A team eating together isn’t just a nice activity to have one lunchtime, it also increases relationships across teams and ensures people get a chance to properly recharge their batteries over their lunch break.

Options here could include getting a takeout together on the first Friday of the month, or maybe all agree to bring a dish to share. If lunch doesn’t work for you, then breakfast clubs or a pizza at the office at the end of the day could be an alternative.

5. A flexible social budget

You can’t run a giant event for your whole company every month, but it’s still good for teams or departments to have some sort of bonding outside of company time. So why not put it in their control? Set a monthly social budget for each team, based on the number of people.

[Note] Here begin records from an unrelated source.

PR #511, opened 2025-03-03
feat(guided remediation): add override strategy

michaelkedar:
Moves over override patch computation from osv-scanner. This ended up involving quite a bit of things:
- Made new methods on the readWriters to list their supported strategies.
- Added `PatchRequirement` method on manifests to update the underlying requirements of the representation.
- Moved logic for checking if a vulnerability affects an inventory to `vulns/`
- Brought in remediation `Options`
    - Including allowed upgrade level config
    - Changed how `ExplicitVulns` works so that newly introduced vulns are not ignored.
    - Severity matching is currently waiting on importing cvss library internally
- Changed manifest patch generation to use same patch struct as output would use (`result.go`).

If they want to go out for a burger and some drinks every month with it, that’s up to them. If they’d rather build up their budget for three months so that they can go see a musical, enjoy the best restaurant in town, or just go to a theme park, they could do that also.

6. (Your staff will) thank you for the music

A Vision Critical study found that 65% of businesses say that music in the workplace makes us more productive.[1] Do you need a better excuse to kick out the jams?

To avoid squabbles over the speaker, it’s best to set up a team/office playlist that everyone can contribute an agreed number of songs to, or perhaps set a rota. Depending on your company, you may also want to consider some basic guidelines on what can be played on the office stereo. This is especially pertinent if clients visit often and you don’t want them to endure a 25 minute jazz-funk odyssey that your CEO wrote in college.

Before rigging up a sound system to rival The O2 Arena’s, it is worth checking whether or not you need to pay PRS for the right to play music in a public place.

Make it yours

In implementing each of these, look for the opportunities to personalise these tweaks to suit your company. You may find that what works in most places can be improved and made more relevant when your own team puts their heads together for it.